Here's how the cooker and internal meat temperatures went during the cooking process.
Note that the vent percentages represent the way I set the vents at the time indicated.
Reverse-Sear The Roast
When the roast hits the desired temperature, remove it from the cooker, transfer it bone-side down to a roasting pan, and cover loosely with foil.
As the roast sits, preheat your oven to 500°F. When the oven is hot, remove the foil, put the roast in the oven, and sear for several minutes until there's a nice roasted color and crust on the surface of the meat. My roast spent 15 minutes in the oven, which turned out to be too long—5 minutes would have probably been enough. This reverse-sear process may create a lot of smoke in the kitchen, so open some windows and turn on the ventilation fan.
Note: If you used a probe thermometer to measure internal meat temperature during cooking in the WSM, check the specs for your unit to make sure the probe can withstand a 500°F oven. Better units often come with high-temp probes that can withstand 700-750°F, but lesser probes will burn-out at temps approaching 400°F. If you remove the probe from the roast, you may want to insert a wooden skewer in its place to prevent juices from spurting out of the probe hole.
Rest, Carve & Serve The Roast
After searing, remove the roast from the oven and cover loosely again with foil. Let the meat rest for 30 minutes before carving.
To carve, remove the twine and roll the roast onto its side so the bones are pointing straight up. Using the bones as a handle, cut downward close to the bones using a sharp boning knife or an electric carving knife to remove the bones. Click here to see the cutting process as a GIF.
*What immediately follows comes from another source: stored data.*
PR #175, opened 2026-03-30
feat: add per-item currency support with server-side exchange rate co…

### LINKED ISSUE #38: [FEATURE] Currency convert when switched in app
**Is your feature request related to a problem? Please describe.**
I'm always frustrated when I switch currencies and it doesn't convert from the displayed to the new currency selected.

**Describe the solution you'd like**
Set a base currency for a trip. If different currencies are selected after that it should convert to make it easier to plan and see prices.

**Describe alternatives you've considered**
I've considered putting everything in one currency but unfortunately the place I'm traveling to uses a different currency. i.e. I am traveling from Japan to the Philippines and trying to figure out food prices and local stays but they are both in local currency so I have to convert those into my local currency to place it in the app.

**Additional context**

BKSalman:
resolves #38

these changes were AI assisted, since I'm currently on a trip :sweat_smile:, but I would really appreciate this feature being added

if there is anything you don't like or think is AI slop, I can manually change it

### DIFF
--- a/client/src/components/Planner/ReservationModal.tsx
+++ b/client/src/components/Planner/ReservationModal.tsx
@@ -11,6 +11,7 @@ import { useTranslation } from '../../i18n'
 import { CustomDatePicker } from '../shared/CustomDateTimePicker'
 import CustomTimePicker from '../shared/CustomTimePicker'
 import type { Day, Place, Reservation, TripFile, AssignmentsMap, Accommodation } from '../../types'
+import { CURRENCIES } from '../../utils/formatters'
 
 const TYPE_OPTIONS = [
   { value: 'flight',     labelKey: 'reservations.type.flight',     Icon: Plane },
@@ -74,6 +75,7 @@ export function ReservationModal({ isOpen, onClose, onSave, reservation, days, p
 
   const isBudgetEnabled = useAddonStore(s => s.isEnabled('budget'))
   const budgetItems = useTripStore(s => s.budgetItems)
+  const tripCurrency = useTripStore(s => s.trip?.currency || 'EUR')
   const budgetCategories = useMemo(() => {
     const cats = new Set<string>()
     budgetItems.forEach(i => { if (i.category) cats.add(i.category) })
@@ -84,13 +86,12 @@ export function ReservationModal({ isOpen, onClose, onSave, reservation, days, p
     title: '', type: 'other', status: 'pending',
     reservation_time: '', reservation_end_time: '', end_date: '', location: '', confirmation_number: '',
     notes: '', assignment_id: '', accommodation_id: '',
-    price: '', budget_category: '',
-    meta_airline: '', meta_flight_number: '', meta_departure_airport: '', meta_arrival_airport: '',
-    meta_departure_timezone: '', meta_arrival_timezone: '',
-    meta_train_number: '', meta_platform: '', meta_seat: '',
-    meta_check_in_time: '', meta_check_out_time: '',
-    hotel_place_id: '', hotel_start_day: '', hotel_end_day: '',
-  })
+        price: '', budget_category: '', budget_currency: '',
+        meta_airline: '', meta_flight_number: '', meta_departure_airport: '', meta_arrival_airport: '',
+        meta_departure_timezone: '', meta_arrival_timezone: '',
+        meta_train_number: '', meta_platform: '', meta_seat: '',
+        meta_check_in_time: '', meta_check_out_time: '',
+      })
   const [isSaving, setIsSaving] = useState(false)
   const [uploadingFile, setUploadingFile] = useState(false)
   const [pendingFiles, setPendingFiles] = useState([])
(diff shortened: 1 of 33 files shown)


mauriceboe:
Hey, nice work on this. The overall design is solid: per-item currency with server-side conversion, SQLite-cached rates with stale fallback, WebSocket propagation, and all aggregations correctly using COALESCE(converted_price, total_price).

Found one bug though: `recalculateTrip` in `exchangeRates.ts` fetches rates for the base currency (e.g. EUR) via `fetchAndCacheRates(baseCurrency)`, which caches EUR→JPY, EUR→USD etc. But then it looks up `getRate(itemCur, baseCurrency)` which searches for e.g. JPY→EUR — that direction isn't in the cache, so it returns null. Individual item creation works fine because `convertAmount` correctly calls `fetchAndCacheRates(from)`, but `recalculateTrip` (called on currency change and manual refresh) would set `converted_price = null` for all non-base-currency items.

Simplest fix: use `convertAmount(item.total_price, itemCur, baseCurrency)` per item inside `recalculateTrip` instead of the manual rate lookup, or fetch rates for each unique item currency rather than just the base currency.

Also the package-lock.json changes add `"peer": true` to a bunch of unrelated packages, probably from a different npm version. Would be good to clean that up to keep the diff focused.

BKSalman:
ok, now it should be fixed, with other small bug fixes, and I also added the tables to the schema.ts file

please tell me if there is anything else wrong with it

mauriceboe:
Hey, thanks for the update – the `recalculateTrip` bug is fixed correctly now, nice work.

Found a couple more things though:

1. **Schema drift with `paid_by_user_id`**: It's in `schema.ts` (CREATE TABLE) but not in the migration. Fresh databases will have the column, existing ones won't. Since it's unused right now, I'd just remove it from `schema.ts` until it's actually needed – otherwise it'll cause confusion down the line.

2. **No validation on `item_currency`**: The value from `req.body` goes straight into the DB and the API URL without any check. At minimum validate it's a 3-letter uppercase string, ideally check against a currency list.

3. **No timeout on the external fetch**: If exchangerate-api.com hangs, the request hangs forever. An `AbortSignal.timeout(10000)` or similar would be good.

These are pretty quick fixes. Once 1 and 2 are sorted I'm happy to merge.

BKSalman:
@mauriceboe Thank you for your time, it should be good now

BKSalman:
just resolved conflicts, and tested the basic functionality, and it seems like it's working

mauriceboe (changes requested):
Hey, nice work on this. The overall approach is solid and the earlier feedback was addressed well. Found a few more things though:

### Bugs

**1. `item_currency` not normalized on update**
`createBudgetItem` correctly does `.toUpperCase()`, but `updateBudgetItem` writes `data.item_currency` straight into the DB without normalizing. If someone sends `"eur"` via PUT, it lands lowercase in the DB. The route validation (`isValidCurrency`) accepts it because it checks `val.toUpperCase()` but passes the original value through. Easy fix: normalize in `updateBudgetItem` before passing to the query.

**2. Race condition in `recalculateTrip` – parallel API fetches**
`Promise.all` over all items means if 10 items share the same foreign currency, all 10 hit the cache miss simultaneously and fire 10 parallel `fetchAndCacheRates("JPY")` calls before the first one finishes caching. Could trigger rate limits on the external API.

Fix: collect unique item currencies first, fetch them sequentially (or deduplicated), then convert locally.

### Security

**3. `refresh-rates` doesn't check `budget_edit` permission**
The endpoint only checks `verifyTripAccess` – any trip member (even read-only) can spam rate refreshes and hammer the external API. Should either require `budget_edit` or have some rate limiting.

### Cleanup

- `formatConvertedAmount` in `formatters.ts` is exported but never imported anywhere – dead code.
- The `package-lock.json` still has the unrelated `"peer": true` additions from the earlier review.

1–3 should be addressed before merge, the rest is nice-to-have.

BKSalman:
@mauriceboe ok, done :+1:

BKSalman:
fixed failing tests

BKSalman:
resolved conflicts, and removed `"peer": true` from `package-lock.json`

server/package-lock.json
jubnl, line 1: Please remove all the "peer": true

server/src/db/migrations.ts
jubnl, line 1: three existing comments were silently removed from migrations.ts (lines for Todo items, per-day positions, etc.). These are unrelated deletions by the AI. Should be restored.

server/src/routes/budget.ts
```diff
@@ -135,6 +146,33 @@ router.get('/settlement', authenticate, (req: Request, res: Response) => {
   res.json(calculateSettlement(tripId));
 });
 
+router.post('/refresh-rates', authenticate, async (req: Request, res: Response) => {
```
jubnl, line 149: a user can spam this, triggering repeated external API calls. A 60-second cooldown per trip would suffice

client/src/store/slices/remoteEventHandler.ts
```diff
@@ -214,6 +215,11 @@ export function handleRemoteEvent(set: SetState, event: WebSocketEvent): void {
               : i
           ),
         }
+      case 'budget:rates-updated': {
```
jubnl, line 218: the budget:rates-updated handler calls get().loadBudgetItems() (an API call from inside the reducer), which is architecturally inconsistent with every other handler in the file. The WebSocket event could carry the updated items directly

client/src/components/Planner/ReservationModal.tsx
```diff
@@ -84,13 +86,12 @@ export function ReservationModal({ isOpen, onClose, onSave, reservation, days, p
...
     reservation_time: '', reservation_end_time: '', end_date: '', location: '', confirmation_number: '',
     notes: '', assignment_id: '', accommodation_id: '',
-    price: '', budget_category: '',
-    meta_airline: '', meta_flight_number: '', meta_departure_airport: '', meta_arrival_airport: '',
-    meta_departure_timezone: '', meta_arrival_timezone: '',
-    meta_train_number: '', meta_platform: '', meta_seat: '',
-    meta_check_in_time: '', meta_check_out_time: '',
-    hotel_place_id: '', hotel_start_day: '', hotel_end_day: '',
-  })
+        price: '', budget_category: '', budget_currency: '',
```
jubnl, line 89: mixed indentation in the form state

jubnl (changes requested):
Other things to address:
- Clean up unused translation keys
- Add a comment in exchangeRates.ts noting the free tier limits of api.exchangerate-api.com/v4 (~1500 req/month) so future maintainers have context.

BKSalman:
I will close this for now, and open a new PR when I have time to do this properly, thank you for your time

If anyone is interested in doing this before I do, please feel free to do so

PR #177, opened 2026-03-31
Add flight API

Stew8260:
Add Flight API integration using AeroDataBox

This PR adds flight information functionality to the TREK project by integrating the AeroDataBox API via RapidAPI. It enables fetching flight data for flights, including departures and arrivals.

Integration with AeroDataBox API (RapidAPI)
Ability to fetch flight data by airport (ICAO code)
Support for departure/arrival time windows (like departing on day 1 and arriving on day 2)
Basic flight data retrieval (flight number, destination, time, airline

### DIFF
--- a/client/src/components/Planner/DayPlanSidebar.tsx
+++ b/client/src/components/Planner/DayPlanSidebar.tsx
@@ -639,6 +639,7 @@ export default function DayPlanSidebar({
 
   const handleDropOnDay = (e, dayId) => {
     e.preventDefault()
+    e.stopPropagation()
     setDragOverDayId(null)
     const { placeId, assignmentId, noteId, fromDayId } = getDragData(e)
     if (placeId) {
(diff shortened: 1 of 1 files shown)


jubnl:
watch out, you committed your `client/pnpm-lock.yaml` which isnt part of the original project as it uses npm as its package manager

Stew8260:
Fixed

mauriceboe:
Hey, the flight search feature itself is a good idea and the UX flow (search first, manual fallback) is well thought out. The arc visualization on the map is a nice touch too.

However the PR needs some cleanup before it can be merged:

There's a `TEST123` left in README.md.

A large chunk of the diff is just reformatting/re-indentation of existing code (DayPlanSidebar alone is 328+/310- lines of mostly whitespace changes). This makes it very hard to review the actual feature changes. Please separate formatting changes or revert them so the diff only shows the real changes.

The server uses `node-fetch` everywhere else, but this PR adds `axios` as a new dependency for the flight service. Please stick with `node-fetch` to keep things consistent.

Several TypeScript types are loosened from specific types to `Record<string, any>` and `Promise<any>`. This should go the other direction if anything.

The CSS import changes from `leaflet.markercluster` to `react-leaflet-cluster` paths with `@ts-ignore` are unrelated to flights and could break existing styling. Should be a separate PR if needed.

The RapidAPI key validation hits `/subscriptions/webhook` and just checks for non-401/403 status, which is fragile. A dedicated health check endpoint would be more reliable.

Would love to see a cleaned up version of this.

jubnl:
btw @henkie2543545 you should definitely change all of your passwords since you installed axios on your machine

https://snyk.io/blog/axios-npm-package-compromised-supply-chain-attack-delivers-cross-platform/

PR #180, opened 2026-03-31
fix: weather API reliability - cache, request queue, and IPv4 agent

shanelord01:
- Add file-based JSON cache for weather API responses (permanent for historical data, 6hr TTL for forecasts)
- Replace concurrent Promise.all weather fetches with sequential queue (one request at a time, 300ms delay between requests)
- Consolidate overlapping date ranges for the same coordinates into single API requests
- Add retry with exponential backoff for transient network errors
- Force IPv4 via custom HTTPS agent to prevent ETIMEDOUT on Docker bridge networks where IPv6 is unroutable
- Add NODE_OPTIONS=--dns-result-order=ipv4first to docker-compose example as defence in depth

Claude Code used for this. Please disregard, use, rewrite or ignore - no offence intended in any way!

### DIFF
--- a/docker-compose.yml
+++ b/docker-compose.yml
@@ -26,6 +26,7 @@ services:
       # - ALLOWED_ORIGINS=https://yourdomain.com  # Optional: restrict CORS to specific origins
       - PORT=3000
       - TZ=${TZ:-UTC}
+      - NODE_OPTIONS=--dns-result-order=ipv4first
     volumes:
       - ./data:/app/data
       - ./uploads:/app/uploads
--- a/server/src/routes/weather.ts
+++ b/server/src/routes/weather.ts
@@ -1,6 +1,6 @@
 import express, { Request, Response } from 'express';
-import fetch from 'node-fetch';
 import { authenticate } from '../middleware/auth';
+import { weatherFetch } from '../services/weatherFetch';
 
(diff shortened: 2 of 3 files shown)


mauriceboe:
Hey, appreciate the effort here. The core problem (ETIMEDOUT in Docker) is real, but the solution is heavily over-engineered for what's needed.

The IPv4 agent and dns-result-order fix alone would solve the actual ETIMEDOUT issue in about 5 lines. The remaining 520 lines add a file-based cache, sequential request queue, archive request consolidation with coordinate rounding and response slicing, and retry with backoff. That's a lot of custom infrastructure for a problem that likely doesn't exist once the IPv4 fix is in place.

Some specific concerns with the current approach: the sequential queue with 300ms delay between all requests adds significant artificial latency (a trip with 10 days = 3+ seconds of waiting). The file cache for historical data never expires and has no size limit, so it grows forever. The request consolidation logic (50ms buffer, coordinate grouping, date range merging, response slicing) is complex but would almost never trigger in practice since multiple archive requests for the same coordinates rarely arrive within 50ms.

Would be great to see a smaller PR that just adds the IPv4 agent fix and the docker-compose change. If rate limiting turns out to be an issue after that, a simple in-memory cache with TTL would be the next step.

PR #181, opened 2026-03-31
fix: update dayAccommodations state after create/edit/delete

BKSalman:
when adding an accommodation by clicking the "Add accommodation" button in the day details panel, it wasn't updating the state in the UI, this resolves that issue


mauriceboe:
Good catch. The dayAccommodations state wasn't being updated after mutations, so the UI didn't reflect changes until re-opening the day. Clean fix. Merged into dev.

PR #182, opened 2026-03-31
mobile UI fixes

BKSalman:
this PR fixes the following:
- day details on mobile not showing
- the add note modal z-index

and also makes some of the icons bigger in the day planing panel, and in the add note modal 
 before (very hard to press especially on mobile): 
image

after (much easier to press):
image


mauriceboe:
Nice work, all three fixes are clean and well targeted. The matchMedia approach for mobile detection is the right call. Merged into dev, thanks!

PR #185, opened 2026-03-31
fix(server): encrypt api keys

### LINKED ISSUE #167: [ISSUE] Google Map API key
Issue:
Currently, the Google Maps API key is stored in plain text. 

Proposed solution:
Store the API key encrypted

Akashic101:
This fixes #167 by encrypting the api keys for Google Places and OpenWeather in the db, making them unreadable unless the proper JWT-Token of the client is provided

### DIFF
--- a/server/src/routes/auth.ts
+++ b/server/src/routes/auth.ts
@@ -17,6 +17,7 @@ import { randomBytes, createHash } from 'crypto';
 import { revokeUserSessions } from '../mcp';
 import { AuthRequest, User } from '../types';
 import { writeAudit, getClientIp } from '../services/auditLog';
+import { decrypt_api_key, maybe_encrypt_api_key } from '../services/apiKeyCrypto';
 
 authenticator.options = { window: 1 };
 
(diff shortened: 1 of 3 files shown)


Akashic101:
Note that this does not change anything about previously stored unencrypted keys. Users will need to copy the keys, save it so it gets removed, then paste it in again to encrypt the keys. Also if the JWT-Token would get leaked the api-key could be stolen as there is no rotation at the moment, however this is pretty unlikely and implement this would break the scope of this PR

mauriceboe:
Hey, took a thorough look at this PR. The crypto implementation is solid: AES-256-GCM with random IV, auth tag, clean key derivation with domain separator, and a versioned prefix for future algorithm changes. The integration into the existing endpoints is clean, and legacy plaintext keys are correctly detected and continue to work.

Two things I noticed:

An automatic migration on server start would be nice so existing plaintext keys don't have to wait for the user to manually re-save them. A simple pass over all rows at startup that encrypts unencrypted keys would solve this.

The extended maps_details error diagnostics in the validate-keys endpoint is unrelated to encryption and would be better suited for a separate PR.

Merged the branch into dev for testing.

mauriceboe:
Merged into dev manually, closing.

PR #189, opened 2026-03-31
feat(add-gpx-tracks): adds better gpx track views

M-Enderle:
Lets users import routes like hikes into the application with basic information read directly from the gpx file such as distance, min elevation, max elevation. Also displays a detail elevation graph

image

(previous pull accidentally closed)

### DIFF
--- a/client/package-lock.json
+++ b/client/package-lock.json
@@ -1,12 +1,12 @@
 {
   "name": "trek-client",
-  "version": "2.7.0",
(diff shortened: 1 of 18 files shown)


mauriceboe:
Great improvement over the old start/end marker approach. Full route geometry on the map plus the elevation profile and track stats make GPX imports actually useful now. Merged into dev, thanks!

PR #195, opened 2026-03-31
feat(atlas): add searchbar

Akashic101:
This PR adds a searchbar in the atlas to allow the easier location of countries. This also fixes the issue of small countries, Vatican City as an example, not beeing selectable on the map

image
image


Akashic101:
The translations may not be perfect for some countries and have been automatically translated, also unsure why it shows such a big diff for `cs` and `it`

mauriceboe:
Nice feature, the search bar solves both discoverability and the small-country selection problem cleanly. Merged into dev without the cs.ts/it.ts line-ending changes to keep the diff clean. Thanks!

mauriceboe:
Credit: feature by @Akashic101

Next, place the roast flat on the cutting board and carve slices 1/2" thick or to your liking. Cut the bones into individual pieces and serve them along with the roast...or save them for yourself!
In my cooking log, I noted that the meat had moderate smokiness and the crust had good flavor. The roast had a smoke ring about 1/4" wide. The meat was evenly cooked inside, thanks to the low temperature in the WSM. And of course, the roast was tender as could be.
Did dry aging improve the flavor of this roast? Yes, I think it did, but it's hard to say how much without doing a side-by-side comparison. This roast seemed to have a richer, beefier flavor than others I've done.